§ **Task to carry out**: If a line in the data contains "flavorgen", copy it out.

*** Opening Records to use ***

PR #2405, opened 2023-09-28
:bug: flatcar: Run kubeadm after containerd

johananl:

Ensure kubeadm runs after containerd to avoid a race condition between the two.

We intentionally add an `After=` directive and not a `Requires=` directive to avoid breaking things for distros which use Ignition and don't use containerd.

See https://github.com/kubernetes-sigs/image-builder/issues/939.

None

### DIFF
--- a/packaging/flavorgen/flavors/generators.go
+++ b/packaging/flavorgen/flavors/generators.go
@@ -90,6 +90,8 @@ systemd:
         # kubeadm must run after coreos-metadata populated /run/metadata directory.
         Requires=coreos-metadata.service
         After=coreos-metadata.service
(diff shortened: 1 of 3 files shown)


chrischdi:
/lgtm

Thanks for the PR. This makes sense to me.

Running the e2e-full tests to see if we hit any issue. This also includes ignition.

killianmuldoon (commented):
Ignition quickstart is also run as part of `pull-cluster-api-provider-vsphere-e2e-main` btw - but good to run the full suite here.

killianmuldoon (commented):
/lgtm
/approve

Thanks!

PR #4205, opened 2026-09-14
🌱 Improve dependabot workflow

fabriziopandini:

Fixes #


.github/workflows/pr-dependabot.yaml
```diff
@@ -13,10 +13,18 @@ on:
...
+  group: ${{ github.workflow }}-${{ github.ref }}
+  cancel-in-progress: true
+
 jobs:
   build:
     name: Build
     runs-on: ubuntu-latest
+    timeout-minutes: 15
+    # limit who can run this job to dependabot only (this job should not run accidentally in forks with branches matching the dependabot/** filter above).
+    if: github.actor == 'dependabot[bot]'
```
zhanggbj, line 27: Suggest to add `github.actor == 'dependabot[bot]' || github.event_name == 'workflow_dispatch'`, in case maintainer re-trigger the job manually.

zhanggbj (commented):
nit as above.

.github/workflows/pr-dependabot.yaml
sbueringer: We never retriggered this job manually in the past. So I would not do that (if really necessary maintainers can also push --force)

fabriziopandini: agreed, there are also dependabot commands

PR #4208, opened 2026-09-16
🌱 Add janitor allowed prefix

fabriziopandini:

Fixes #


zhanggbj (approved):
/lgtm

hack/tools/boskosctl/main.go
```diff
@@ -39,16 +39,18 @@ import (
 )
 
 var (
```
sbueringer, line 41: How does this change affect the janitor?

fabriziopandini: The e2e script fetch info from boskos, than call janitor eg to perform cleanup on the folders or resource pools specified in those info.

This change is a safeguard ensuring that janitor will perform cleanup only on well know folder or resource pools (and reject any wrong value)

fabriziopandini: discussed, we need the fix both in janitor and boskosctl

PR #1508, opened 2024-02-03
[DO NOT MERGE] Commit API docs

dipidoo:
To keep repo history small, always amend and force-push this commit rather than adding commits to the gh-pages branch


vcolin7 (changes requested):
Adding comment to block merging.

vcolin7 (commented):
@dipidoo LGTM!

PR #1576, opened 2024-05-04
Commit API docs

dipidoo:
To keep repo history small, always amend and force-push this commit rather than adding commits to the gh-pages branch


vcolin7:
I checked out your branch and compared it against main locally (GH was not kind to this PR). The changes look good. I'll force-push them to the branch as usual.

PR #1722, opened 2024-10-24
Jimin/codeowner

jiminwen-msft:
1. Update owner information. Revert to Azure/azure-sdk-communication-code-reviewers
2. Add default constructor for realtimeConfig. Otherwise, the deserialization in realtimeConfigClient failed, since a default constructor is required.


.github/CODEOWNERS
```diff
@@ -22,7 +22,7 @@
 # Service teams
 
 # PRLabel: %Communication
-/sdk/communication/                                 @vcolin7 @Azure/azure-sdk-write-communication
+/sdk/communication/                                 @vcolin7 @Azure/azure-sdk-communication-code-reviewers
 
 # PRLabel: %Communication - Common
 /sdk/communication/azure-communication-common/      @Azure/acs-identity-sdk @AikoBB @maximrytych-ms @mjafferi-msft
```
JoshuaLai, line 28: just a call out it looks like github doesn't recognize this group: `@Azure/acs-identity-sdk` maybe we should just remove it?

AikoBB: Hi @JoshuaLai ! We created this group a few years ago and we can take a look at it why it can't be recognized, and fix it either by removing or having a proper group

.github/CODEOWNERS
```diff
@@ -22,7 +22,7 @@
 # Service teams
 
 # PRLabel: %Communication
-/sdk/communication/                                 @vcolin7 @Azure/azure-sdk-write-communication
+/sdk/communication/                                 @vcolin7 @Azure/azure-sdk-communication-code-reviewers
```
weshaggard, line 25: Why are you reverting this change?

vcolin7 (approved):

*** Closing Records to use ***

§ **Output for this task**:
--- a/packaging/flavorgen/flavors/generators.go
+++ b/packaging/flavorgen/flavors/generators.go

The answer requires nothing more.